══ Input data

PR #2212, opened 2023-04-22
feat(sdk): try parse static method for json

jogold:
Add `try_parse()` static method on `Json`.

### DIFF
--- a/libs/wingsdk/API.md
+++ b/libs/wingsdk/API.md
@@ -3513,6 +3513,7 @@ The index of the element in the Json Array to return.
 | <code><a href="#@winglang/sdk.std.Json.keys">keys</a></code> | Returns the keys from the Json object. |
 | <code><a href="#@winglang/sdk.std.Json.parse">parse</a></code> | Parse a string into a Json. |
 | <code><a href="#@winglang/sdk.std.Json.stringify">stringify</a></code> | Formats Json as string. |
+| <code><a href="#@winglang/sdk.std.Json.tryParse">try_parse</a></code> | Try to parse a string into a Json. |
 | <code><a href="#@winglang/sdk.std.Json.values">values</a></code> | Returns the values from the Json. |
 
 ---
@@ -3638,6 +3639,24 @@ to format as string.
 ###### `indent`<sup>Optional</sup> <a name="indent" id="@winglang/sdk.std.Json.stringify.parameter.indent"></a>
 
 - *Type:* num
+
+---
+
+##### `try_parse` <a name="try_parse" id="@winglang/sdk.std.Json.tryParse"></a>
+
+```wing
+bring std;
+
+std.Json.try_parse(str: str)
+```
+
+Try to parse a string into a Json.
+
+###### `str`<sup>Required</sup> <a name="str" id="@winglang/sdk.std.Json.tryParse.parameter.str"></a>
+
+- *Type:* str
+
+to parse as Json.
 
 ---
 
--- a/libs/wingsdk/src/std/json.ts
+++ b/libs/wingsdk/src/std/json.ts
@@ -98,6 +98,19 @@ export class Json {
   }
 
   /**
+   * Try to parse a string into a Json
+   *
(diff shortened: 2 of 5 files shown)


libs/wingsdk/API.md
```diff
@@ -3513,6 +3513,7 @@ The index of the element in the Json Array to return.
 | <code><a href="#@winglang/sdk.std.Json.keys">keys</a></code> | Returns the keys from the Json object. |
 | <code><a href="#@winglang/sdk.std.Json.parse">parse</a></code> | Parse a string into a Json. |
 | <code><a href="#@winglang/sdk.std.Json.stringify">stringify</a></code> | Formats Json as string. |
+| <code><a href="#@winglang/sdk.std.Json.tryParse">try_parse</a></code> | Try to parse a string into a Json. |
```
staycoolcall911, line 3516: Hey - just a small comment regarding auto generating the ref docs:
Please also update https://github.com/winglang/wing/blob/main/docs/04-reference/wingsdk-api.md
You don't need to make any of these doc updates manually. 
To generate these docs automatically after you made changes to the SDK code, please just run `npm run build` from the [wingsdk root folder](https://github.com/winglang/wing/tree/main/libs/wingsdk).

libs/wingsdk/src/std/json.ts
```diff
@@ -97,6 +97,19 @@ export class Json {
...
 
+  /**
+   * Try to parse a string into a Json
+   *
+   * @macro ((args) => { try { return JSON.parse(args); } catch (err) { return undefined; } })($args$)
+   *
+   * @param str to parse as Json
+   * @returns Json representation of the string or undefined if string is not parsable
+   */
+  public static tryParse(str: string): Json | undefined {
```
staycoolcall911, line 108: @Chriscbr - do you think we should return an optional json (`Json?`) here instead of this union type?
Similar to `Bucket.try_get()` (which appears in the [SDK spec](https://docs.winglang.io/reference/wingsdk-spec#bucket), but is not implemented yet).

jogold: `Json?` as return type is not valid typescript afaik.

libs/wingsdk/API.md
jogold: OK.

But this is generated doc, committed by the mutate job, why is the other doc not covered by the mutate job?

════
══ Input data

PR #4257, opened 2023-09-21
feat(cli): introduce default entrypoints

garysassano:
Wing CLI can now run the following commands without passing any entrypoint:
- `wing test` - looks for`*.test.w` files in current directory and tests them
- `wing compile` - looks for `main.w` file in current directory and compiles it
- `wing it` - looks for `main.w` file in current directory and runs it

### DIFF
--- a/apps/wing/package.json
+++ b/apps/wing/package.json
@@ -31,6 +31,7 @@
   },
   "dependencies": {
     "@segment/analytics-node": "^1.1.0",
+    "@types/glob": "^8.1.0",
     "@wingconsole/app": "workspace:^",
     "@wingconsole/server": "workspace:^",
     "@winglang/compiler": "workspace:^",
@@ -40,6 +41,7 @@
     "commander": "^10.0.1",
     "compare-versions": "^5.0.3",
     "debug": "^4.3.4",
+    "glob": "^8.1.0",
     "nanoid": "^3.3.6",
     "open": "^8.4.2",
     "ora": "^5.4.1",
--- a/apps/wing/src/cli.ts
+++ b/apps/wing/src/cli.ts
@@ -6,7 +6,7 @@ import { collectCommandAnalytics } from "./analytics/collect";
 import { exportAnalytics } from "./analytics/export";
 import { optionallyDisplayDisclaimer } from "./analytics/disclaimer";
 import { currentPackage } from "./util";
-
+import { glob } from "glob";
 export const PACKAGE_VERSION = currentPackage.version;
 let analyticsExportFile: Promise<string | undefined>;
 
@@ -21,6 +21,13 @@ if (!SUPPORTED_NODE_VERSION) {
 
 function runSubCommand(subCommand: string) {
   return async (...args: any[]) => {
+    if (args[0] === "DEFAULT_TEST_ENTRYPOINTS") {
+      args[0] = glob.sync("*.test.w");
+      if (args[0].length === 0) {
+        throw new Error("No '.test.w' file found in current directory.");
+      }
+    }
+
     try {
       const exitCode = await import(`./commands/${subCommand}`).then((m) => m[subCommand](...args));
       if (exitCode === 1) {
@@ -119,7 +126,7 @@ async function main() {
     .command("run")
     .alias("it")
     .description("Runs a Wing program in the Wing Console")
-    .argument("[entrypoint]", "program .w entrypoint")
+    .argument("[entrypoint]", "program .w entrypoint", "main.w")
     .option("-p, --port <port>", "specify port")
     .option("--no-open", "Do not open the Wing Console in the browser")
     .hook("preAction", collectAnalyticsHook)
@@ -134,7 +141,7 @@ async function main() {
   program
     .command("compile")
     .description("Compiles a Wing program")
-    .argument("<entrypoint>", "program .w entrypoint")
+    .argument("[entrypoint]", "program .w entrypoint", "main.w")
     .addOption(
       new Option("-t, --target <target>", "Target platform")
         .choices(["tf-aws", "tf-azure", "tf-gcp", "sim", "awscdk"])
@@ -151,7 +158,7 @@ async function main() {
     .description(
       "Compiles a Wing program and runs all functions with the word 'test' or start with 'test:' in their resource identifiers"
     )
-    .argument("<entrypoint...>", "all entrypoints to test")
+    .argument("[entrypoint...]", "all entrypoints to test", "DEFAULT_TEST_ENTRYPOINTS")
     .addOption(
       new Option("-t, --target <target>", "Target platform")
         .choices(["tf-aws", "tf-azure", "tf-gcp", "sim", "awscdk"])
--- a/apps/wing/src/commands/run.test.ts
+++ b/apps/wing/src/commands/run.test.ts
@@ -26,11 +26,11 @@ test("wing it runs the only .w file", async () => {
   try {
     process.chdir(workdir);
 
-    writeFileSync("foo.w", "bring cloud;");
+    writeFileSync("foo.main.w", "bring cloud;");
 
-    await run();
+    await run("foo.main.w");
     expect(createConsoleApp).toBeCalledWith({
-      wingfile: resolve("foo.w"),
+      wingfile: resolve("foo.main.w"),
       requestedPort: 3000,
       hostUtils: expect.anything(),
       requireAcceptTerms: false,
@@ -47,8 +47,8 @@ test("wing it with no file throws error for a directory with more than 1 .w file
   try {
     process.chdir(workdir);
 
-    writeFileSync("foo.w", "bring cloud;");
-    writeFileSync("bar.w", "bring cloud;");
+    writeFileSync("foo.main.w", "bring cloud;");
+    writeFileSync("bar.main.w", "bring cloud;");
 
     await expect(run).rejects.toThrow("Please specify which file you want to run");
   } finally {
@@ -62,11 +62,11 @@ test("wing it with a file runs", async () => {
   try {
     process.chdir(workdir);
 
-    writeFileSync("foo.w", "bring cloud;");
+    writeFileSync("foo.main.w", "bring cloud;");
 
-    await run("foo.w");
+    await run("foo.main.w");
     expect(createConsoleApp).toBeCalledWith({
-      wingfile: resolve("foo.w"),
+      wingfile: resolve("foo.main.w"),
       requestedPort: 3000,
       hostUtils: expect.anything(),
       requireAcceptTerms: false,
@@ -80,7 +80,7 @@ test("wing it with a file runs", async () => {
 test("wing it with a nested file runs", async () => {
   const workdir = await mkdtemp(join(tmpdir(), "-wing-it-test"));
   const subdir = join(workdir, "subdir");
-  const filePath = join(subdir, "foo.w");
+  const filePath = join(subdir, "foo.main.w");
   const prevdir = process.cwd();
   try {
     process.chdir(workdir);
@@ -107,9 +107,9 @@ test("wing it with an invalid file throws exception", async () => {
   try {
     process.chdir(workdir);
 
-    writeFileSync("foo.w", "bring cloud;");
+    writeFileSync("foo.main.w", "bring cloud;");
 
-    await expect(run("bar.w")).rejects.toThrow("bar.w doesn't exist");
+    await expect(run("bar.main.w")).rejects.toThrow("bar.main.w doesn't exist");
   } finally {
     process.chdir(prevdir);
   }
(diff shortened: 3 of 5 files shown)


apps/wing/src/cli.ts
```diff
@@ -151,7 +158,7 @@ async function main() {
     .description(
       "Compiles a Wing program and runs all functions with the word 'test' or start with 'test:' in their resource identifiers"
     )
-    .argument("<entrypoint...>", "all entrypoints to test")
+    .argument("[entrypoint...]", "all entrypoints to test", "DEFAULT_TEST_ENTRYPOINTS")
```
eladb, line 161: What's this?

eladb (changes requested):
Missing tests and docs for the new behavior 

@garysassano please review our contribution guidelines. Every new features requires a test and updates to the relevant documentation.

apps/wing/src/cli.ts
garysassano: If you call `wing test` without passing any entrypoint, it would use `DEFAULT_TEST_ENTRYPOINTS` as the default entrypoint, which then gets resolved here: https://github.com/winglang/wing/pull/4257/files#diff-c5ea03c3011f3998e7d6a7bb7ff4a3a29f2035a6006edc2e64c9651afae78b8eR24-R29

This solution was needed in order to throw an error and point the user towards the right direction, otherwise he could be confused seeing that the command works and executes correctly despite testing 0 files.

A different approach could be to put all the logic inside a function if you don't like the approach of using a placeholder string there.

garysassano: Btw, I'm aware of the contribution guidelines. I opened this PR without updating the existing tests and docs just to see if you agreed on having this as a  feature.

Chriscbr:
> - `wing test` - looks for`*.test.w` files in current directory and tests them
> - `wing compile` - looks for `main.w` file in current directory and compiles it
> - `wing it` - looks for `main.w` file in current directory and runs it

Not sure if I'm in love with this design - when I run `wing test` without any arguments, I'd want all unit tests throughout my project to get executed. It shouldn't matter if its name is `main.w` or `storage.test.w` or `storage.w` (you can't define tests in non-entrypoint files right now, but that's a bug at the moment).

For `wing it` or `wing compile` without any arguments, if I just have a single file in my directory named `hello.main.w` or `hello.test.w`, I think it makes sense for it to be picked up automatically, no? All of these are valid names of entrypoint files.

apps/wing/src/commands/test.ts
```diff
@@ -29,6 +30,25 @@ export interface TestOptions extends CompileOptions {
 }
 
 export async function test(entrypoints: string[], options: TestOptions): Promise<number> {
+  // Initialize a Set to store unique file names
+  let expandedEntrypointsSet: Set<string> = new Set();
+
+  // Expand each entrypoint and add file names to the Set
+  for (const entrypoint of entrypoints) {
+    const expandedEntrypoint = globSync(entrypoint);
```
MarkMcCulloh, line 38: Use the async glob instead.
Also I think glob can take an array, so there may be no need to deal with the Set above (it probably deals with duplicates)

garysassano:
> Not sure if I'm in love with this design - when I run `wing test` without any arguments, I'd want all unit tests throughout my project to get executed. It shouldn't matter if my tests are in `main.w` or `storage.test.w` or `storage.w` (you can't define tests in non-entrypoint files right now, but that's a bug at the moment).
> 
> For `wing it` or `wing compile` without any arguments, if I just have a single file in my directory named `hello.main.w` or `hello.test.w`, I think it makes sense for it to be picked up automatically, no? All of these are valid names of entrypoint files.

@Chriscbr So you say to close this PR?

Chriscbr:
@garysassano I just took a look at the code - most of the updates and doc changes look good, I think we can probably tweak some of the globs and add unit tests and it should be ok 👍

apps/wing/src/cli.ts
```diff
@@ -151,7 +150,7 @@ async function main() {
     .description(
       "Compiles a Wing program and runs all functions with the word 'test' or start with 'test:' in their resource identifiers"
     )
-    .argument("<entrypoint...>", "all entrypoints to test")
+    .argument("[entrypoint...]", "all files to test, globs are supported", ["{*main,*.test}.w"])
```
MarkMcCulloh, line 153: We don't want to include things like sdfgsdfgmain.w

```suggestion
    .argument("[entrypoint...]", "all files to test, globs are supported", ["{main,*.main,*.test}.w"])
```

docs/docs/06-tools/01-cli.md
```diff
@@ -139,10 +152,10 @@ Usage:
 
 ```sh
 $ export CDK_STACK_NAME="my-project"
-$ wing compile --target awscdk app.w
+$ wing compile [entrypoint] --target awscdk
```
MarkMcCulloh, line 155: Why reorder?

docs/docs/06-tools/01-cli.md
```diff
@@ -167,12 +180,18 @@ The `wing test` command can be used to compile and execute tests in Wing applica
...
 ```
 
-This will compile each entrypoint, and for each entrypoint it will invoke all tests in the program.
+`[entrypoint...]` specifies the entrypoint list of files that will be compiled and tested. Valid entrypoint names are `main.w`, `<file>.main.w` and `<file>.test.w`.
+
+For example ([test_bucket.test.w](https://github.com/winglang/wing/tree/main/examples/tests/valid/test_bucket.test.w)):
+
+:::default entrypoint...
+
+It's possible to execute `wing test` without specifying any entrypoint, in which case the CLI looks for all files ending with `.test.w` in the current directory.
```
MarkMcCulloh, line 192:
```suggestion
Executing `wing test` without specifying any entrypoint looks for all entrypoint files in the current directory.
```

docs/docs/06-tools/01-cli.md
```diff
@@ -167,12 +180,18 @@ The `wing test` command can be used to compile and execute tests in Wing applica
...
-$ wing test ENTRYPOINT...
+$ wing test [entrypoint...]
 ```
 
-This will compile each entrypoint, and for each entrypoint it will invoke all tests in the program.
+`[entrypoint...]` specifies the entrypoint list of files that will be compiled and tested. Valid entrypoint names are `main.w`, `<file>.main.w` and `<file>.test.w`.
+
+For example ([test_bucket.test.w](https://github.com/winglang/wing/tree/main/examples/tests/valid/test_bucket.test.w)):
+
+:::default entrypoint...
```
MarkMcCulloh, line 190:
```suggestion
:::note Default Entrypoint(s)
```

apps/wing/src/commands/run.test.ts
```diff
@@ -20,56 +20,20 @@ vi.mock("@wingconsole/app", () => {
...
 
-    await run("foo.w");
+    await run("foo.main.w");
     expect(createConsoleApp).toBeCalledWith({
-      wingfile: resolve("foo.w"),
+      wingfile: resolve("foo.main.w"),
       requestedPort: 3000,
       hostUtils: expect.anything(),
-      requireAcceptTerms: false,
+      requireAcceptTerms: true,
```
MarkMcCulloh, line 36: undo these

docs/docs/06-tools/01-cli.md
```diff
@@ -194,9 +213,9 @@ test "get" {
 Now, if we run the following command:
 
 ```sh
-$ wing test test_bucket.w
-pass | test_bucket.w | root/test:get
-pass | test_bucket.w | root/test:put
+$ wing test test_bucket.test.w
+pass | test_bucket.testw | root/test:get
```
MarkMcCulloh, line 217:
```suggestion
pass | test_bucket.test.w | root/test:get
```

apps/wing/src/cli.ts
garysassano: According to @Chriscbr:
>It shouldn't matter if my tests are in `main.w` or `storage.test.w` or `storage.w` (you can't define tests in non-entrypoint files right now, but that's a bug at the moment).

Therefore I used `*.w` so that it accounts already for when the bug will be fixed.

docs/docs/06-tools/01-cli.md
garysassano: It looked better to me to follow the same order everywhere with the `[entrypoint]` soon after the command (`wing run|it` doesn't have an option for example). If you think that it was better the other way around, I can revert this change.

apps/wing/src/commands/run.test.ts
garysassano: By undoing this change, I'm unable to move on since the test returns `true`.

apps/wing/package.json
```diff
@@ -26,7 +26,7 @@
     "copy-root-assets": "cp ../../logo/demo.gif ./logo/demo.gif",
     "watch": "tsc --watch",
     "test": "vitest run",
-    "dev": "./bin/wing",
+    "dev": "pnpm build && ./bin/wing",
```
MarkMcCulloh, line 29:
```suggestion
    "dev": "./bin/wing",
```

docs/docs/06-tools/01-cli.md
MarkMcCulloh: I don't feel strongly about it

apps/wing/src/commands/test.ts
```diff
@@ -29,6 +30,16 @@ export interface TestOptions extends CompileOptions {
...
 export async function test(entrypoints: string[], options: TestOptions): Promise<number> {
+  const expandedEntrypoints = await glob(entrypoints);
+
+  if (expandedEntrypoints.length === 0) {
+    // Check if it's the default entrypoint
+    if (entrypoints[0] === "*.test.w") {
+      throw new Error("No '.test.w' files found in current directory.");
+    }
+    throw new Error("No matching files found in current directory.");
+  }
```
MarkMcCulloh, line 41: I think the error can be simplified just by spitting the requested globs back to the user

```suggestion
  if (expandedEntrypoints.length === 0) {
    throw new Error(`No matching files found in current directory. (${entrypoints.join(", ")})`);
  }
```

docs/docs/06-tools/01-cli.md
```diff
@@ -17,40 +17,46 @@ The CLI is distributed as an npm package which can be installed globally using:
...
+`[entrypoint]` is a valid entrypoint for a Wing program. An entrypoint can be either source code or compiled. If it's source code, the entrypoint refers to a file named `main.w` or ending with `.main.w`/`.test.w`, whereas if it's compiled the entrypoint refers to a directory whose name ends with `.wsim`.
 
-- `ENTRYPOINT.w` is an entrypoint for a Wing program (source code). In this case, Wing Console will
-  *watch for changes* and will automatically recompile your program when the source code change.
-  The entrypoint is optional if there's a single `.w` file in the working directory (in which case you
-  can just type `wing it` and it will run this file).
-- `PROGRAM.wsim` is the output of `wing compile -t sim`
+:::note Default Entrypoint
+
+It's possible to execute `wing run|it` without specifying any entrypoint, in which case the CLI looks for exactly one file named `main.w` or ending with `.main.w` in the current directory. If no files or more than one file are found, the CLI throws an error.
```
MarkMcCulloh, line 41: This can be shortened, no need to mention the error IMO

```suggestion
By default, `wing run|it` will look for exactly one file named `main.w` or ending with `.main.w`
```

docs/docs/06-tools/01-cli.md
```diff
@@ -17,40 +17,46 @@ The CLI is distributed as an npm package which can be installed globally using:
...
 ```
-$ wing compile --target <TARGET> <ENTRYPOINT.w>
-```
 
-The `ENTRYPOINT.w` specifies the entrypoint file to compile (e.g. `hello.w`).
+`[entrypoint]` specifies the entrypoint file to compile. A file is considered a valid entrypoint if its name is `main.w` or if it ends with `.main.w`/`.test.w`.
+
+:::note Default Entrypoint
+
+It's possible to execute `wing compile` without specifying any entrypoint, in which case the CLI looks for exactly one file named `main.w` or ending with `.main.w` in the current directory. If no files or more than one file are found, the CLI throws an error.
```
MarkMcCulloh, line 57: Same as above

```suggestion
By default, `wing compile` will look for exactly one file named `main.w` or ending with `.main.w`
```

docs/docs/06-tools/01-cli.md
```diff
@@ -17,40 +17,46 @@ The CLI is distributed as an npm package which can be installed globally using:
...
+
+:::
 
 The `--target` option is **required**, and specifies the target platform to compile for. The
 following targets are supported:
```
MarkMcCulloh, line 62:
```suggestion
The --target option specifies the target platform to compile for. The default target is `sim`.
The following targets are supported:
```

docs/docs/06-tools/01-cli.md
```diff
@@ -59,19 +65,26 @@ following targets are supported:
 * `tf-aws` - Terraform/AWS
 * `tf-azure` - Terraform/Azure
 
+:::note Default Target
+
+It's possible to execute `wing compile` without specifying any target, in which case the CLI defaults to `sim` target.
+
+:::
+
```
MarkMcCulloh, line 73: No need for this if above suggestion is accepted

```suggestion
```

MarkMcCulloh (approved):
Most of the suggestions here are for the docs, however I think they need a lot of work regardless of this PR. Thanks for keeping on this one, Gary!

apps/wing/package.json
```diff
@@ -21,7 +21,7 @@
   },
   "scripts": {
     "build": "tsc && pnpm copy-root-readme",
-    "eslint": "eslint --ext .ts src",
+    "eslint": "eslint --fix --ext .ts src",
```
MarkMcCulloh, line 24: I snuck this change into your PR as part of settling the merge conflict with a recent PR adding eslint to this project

════

- Your objective:
Tell how many lines of the listing above contain "true", giving the number alone.

- Written reply:
2